The solution isn't to become emotionally detached (that's not possible) or to stop following the news. It's to reduce the number of decisions you're forced to make in real time. Automating your investing through index funds and regular contributions sidesteps most of these traps by design — not because you've eliminated emotion, but because you've removed the decision point where emotion does its damage.

Your money story is older than your portfolio

Underneath the biases, there's something more personal: the narrative you carry about who you are with money.

Some people grew up watching a parent lose everything in a bad investment, and they've been unconsciously avoiding markets ever since — even though their circumstances are entirely different. Others grew up in scarcity and can't feel financially secure regardless of what the account balance says. Others identify as "the person who isn't good with money" and unconsciously fulfil that prophecy by avoiding the subject until it becomes a crisis.

These stories operate largely outside conscious awareness. They're not irrational — they formed for reasons that made sense at the time. But they don't update automatically when your income, knowledge, or situation changes. The person who intellectually knows they should invest but finds endless reasons to delay is rarely lazy or stupid; they're often replaying an older script about what money means and what happens when you trust it.

This is the part most finance content skips entirely, because it's harder to make into a listicle. But it's where a lot of the real work happens. Understanding how compound interest actually works is useful. Understanding why you keep putting off acting on that knowledge is more useful.

What the evidence says actually helps

A few interventions have solid backing.

Automation reduces decision-making in the danger zone. Setting up automatic monthly contributions to a diversified fund means you buy when markets are up, down, and sideways — removing the question "is now a good time?" entirely. Research consistently shows this produces better outcomes than active timing, for most people, over most periods.

Written investment rules provide a circuit breaker. Before volatility hits, committing to a written rule — "I will not sell during a correction greater than 20% unless my personal financial situation has materially changed" — creates a barrier between impulse and action. It sounds simple because it is. It works because the rule was written by your calmer self, not your panicked one.

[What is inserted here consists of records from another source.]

PR #2313, opened 2018-02-01
Allow newline between various tags

### LINKED ISSUE #268: BBCode not always working on new website
687474703a2f2f692e696d6775722e636f6d2f65337876395a342e706e67

Things like [notice] and [color] work most of the time, but not always when posting from new website.

HoutarouOreki:
Should fix #268 ~~*for color tags*~~.

~~I'll allow myself a question. How do I put regular expressions in code like this?~~

```PHP
$text = str_replace("[i:{$this->uid}]", '<em>', $text);
```
Never mind, I think I figured it out myself.

Still I'm not really sure what I'm doing, just tried following the patterns. Added a function parseHeading because headings were passed in parseInlineSimple, which I made to pass multiline things, and headings shouldn't be multiline.

Also shouldn't I have renamed the "inline" function, since it now parses multiline? 🙅‍♂️🔫


HoutarouOreki:
```
1) BBCodeForDBTest::testAll
Failed asserting that two strings are identical.
--- Expected
+++ Actual
@@ @@
-'[color=white:1]Colored text! (name)[/color:1]
+'[color=white:1]Colored text! (name)[):1]
 
-[color=#ffffff:1]Colored text! (code)[/color:1]
+[color=#ffffff:1]Colored text! (code)[):1]
 
-[color=#FFFFFF:1]Colored text! (uppercased hex)[/color:1]
+[color=#FFFFFF:1]Colored text! (uppercased hex)[):1]
/home/travis/build/ppy/osu-web/tests/Libraries/BBCodeForDBTest.php:37
/home/travis/build/ppy/osu-web/vendor/phpunit/phpunit/phpunit:53
FAILURES!
Tests: 114, Assertions: 275, Failures: 1.
```
Uhh, I guess for some reason there's `)` instead of `/color`, I'm looking into this.

app/Libraries/BBCodeForDB.php
```diff
@@ -155,6 +155,17 @@ public function parseInlineSimple($text)
         return $text;
     }
 
+    public function parseHeading($text)
```
notbakaneko: https://github.com/ppy/osu-web/pull/2313/files#diff-8f78753fe51dad48708f01cc0c0723efL147 
these changes seem unnecessary.

HoutarouOreki: Oops, I forgot to change the heading function to be single-line. That's why I made it - because headings aren't supposed to be spanned across multiple lines. Fixing.

As for the multi-line modifier, I wanted to do that but I don't see where I should put it, I don't see where are the forward slashes at. Normally I have like `/something/modifiers` kind of patterns in JS, but here it's `#something#` and it throws me off. Care to hint me?

notbakaneko: flags goes in the same place, after the pattern delimiter:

Taking breaks during complexity actually helps. Research on cognitive load shows that stepping away from a stressful financial decision — even briefly — restores self-control and improves the quality of the subsequent choice. The instinct to act immediately is almost never correct.

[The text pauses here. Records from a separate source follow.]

PR #2317, opened 2018-02-02
Cleanups

nanaya:
Need a bit more check.


nekodex:
Looks like this changes some of the JSON responses (User, etc), so probably should check with @peppy before merging because this will probably break lazer's online functionality...

peppy:
Let's merge this; I'll push out a fix for lazer today.

PR #2334, opened 2018-02-07
Fix elements in post preview being uninteractable

### LINKED ISSUE #2333: Unable to reveal box/spoilerbox's content on forum post preview
they just dont work

LiquidPL:
Fixes #2333.

Not sure if it should be this way, but it should work.


nanaya:
It was originally because some elements aren't generated with correct stuff (thread link for example). Probably can be removed if that link is replaced with dummy link and remove all overlay related things as well.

Asking counterfactual questions challenges optimistic bias. If you catch yourself thinking "I'll have more to invest next year," a useful check is: "Have I actually had more to invest in previous years when I've said this?" Honest answers to uncomfortable questions are one of the cheapest forms of financial advice available.

What this means for you

The psychology of money isn't a personality flaw — it's a design feature. Human brains evolved to make fast decisions with incomplete information, prioritise immediate threats over distant ones, and follow the behaviour of people around us. None of those instincts are useful in a market.

The good news is that none of this requires becoming a different person. It requires building systems that work with your wiring, not against it. Automate what can be automated. Write down your rules before you need them. And when your gut tells you to act immediately on a financial decision — that's usually the signal to wait at least 24 hours before doing anything.

The investors who consistently outperform aren't the ones who feel less fear. They're the ones who've decided, in advance, not to let the fear drive.